# WORK TASK
Each entry below is to be copied out exactly and in full.

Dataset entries
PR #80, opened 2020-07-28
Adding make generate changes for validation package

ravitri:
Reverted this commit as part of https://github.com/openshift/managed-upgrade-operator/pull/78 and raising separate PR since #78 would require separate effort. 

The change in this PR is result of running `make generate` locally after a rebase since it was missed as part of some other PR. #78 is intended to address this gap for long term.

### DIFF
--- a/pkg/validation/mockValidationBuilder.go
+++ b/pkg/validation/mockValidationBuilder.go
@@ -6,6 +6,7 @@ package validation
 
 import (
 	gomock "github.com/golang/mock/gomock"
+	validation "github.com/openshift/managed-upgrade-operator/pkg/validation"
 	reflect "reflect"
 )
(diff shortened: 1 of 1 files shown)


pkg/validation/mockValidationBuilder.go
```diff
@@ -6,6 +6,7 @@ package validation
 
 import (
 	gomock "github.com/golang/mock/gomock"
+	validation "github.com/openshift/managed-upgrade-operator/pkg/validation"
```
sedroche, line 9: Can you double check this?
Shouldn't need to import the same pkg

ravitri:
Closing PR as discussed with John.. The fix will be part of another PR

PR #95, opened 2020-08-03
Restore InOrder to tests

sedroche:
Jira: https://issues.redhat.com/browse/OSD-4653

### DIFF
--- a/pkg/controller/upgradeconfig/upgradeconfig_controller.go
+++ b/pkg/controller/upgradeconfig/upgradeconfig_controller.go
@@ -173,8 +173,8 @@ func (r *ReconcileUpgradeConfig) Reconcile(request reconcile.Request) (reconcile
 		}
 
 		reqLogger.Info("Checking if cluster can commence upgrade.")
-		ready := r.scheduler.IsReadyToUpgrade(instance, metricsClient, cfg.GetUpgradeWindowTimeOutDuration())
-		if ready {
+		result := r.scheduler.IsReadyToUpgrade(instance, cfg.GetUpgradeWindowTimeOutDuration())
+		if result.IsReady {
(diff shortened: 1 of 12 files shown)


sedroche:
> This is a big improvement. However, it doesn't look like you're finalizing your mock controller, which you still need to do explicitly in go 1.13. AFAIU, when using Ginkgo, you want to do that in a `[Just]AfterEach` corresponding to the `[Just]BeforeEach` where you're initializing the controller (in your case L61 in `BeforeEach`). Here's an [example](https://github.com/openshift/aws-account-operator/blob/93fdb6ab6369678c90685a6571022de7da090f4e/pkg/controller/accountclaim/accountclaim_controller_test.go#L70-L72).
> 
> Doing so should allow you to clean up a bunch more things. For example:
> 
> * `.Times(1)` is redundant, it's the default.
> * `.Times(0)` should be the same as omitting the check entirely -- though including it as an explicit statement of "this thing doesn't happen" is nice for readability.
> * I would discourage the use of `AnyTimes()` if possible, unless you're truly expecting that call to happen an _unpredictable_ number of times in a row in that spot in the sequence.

# FINISHED EXERCISE
PR #80, opened 2020-07-28
Adding make generate changes for validation package

ravitri:
Reverted this commit as part of https://github.com/openshift/managed-upgrade-operator/pull/78 and raising separate PR since #78 would require separate effort. 

The change in this PR is result of running `make generate` locally after a rebase since it was missed as part of some other PR. #78 is intended to address this gap for long term.

### DIFF
--- a/pkg/validation/mockValidationBuilder.go
+++ b/pkg/validation/mockValidationBuilder.go
@@ -6,6 +6,7 @@ package validation
 
 import (
 	gomock "github.com/golang/mock/gomock"
+	validation "github.com/openshift/managed-upgrade-operator/pkg/validation"
 	reflect "reflect"
 )
(diff shortened: 1 of 1 files shown)


pkg/validation/mockValidationBuilder.go
```diff
@@ -6,6 +6,7 @@ package validation
 
 import (
 	gomock "github.com/golang/mock/gomock"
+	validation "github.com/openshift/managed-upgrade-operator/pkg/validation"
```
sedroche, line 9: Can you double check this?
Shouldn't need to import the same pkg

ravitri:
Closing PR as discussed with John.. The fix will be part of another PR

PR #95, opened 2020-08-03
Restore InOrder to tests

sedroche:
Jira: https://issues.redhat.com/browse/OSD-4653

### DIFF
--- a/pkg/controller/upgradeconfig/upgradeconfig_controller.go
+++ b/pkg/controller/upgradeconfig/upgradeconfig_controller.go
@@ -173,8 +173,8 @@ func (r *ReconcileUpgradeConfig) Reconcile(request reconcile.Request) (reconcile
 		}
 
 		reqLogger.Info("Checking if cluster can commence upgrade.")
-		ready := r.scheduler.IsReadyToUpgrade(instance, metricsClient, cfg.GetUpgradeWindowTimeOutDuration())
-		if ready {
+		result := r.scheduler.IsReadyToUpgrade(instance, cfg.GetUpgradeWindowTimeOutDuration())
+		if result.IsReady {
(diff shortened: 1 of 12 files shown)


sedroche:
> This is a big improvement. However, it doesn't look like you're finalizing your mock controller, which you still need to do explicitly in go 1.13. AFAIU, when using Ginkgo, you want to do that in a `[Just]AfterEach` corresponding to the `[Just]BeforeEach` where you're initializing the controller (in your case L61 in `BeforeEach`). Here's an [example](https://github.com/openshift/aws-account-operator/blob/93fdb6ab6369678c90685a6571022de7da090f4e/pkg/controller/accountclaim/accountclaim_controller_test.go#L70-L72).
> 
> Doing so should allow you to clean up a bunch more things. For example:
> 
> * `.Times(1)` is redundant, it's the default.
> * `.Times(0)` should be the same as omitting the check entirely -- though including it as an explicit statement of "this thing doesn't happen" is nice for readability.
> * I would discourage the use of `AnyTimes()` if possible, unless you're truly expecting that call to happen an _unpredictable_ number of times in a row in that spot in the sequence.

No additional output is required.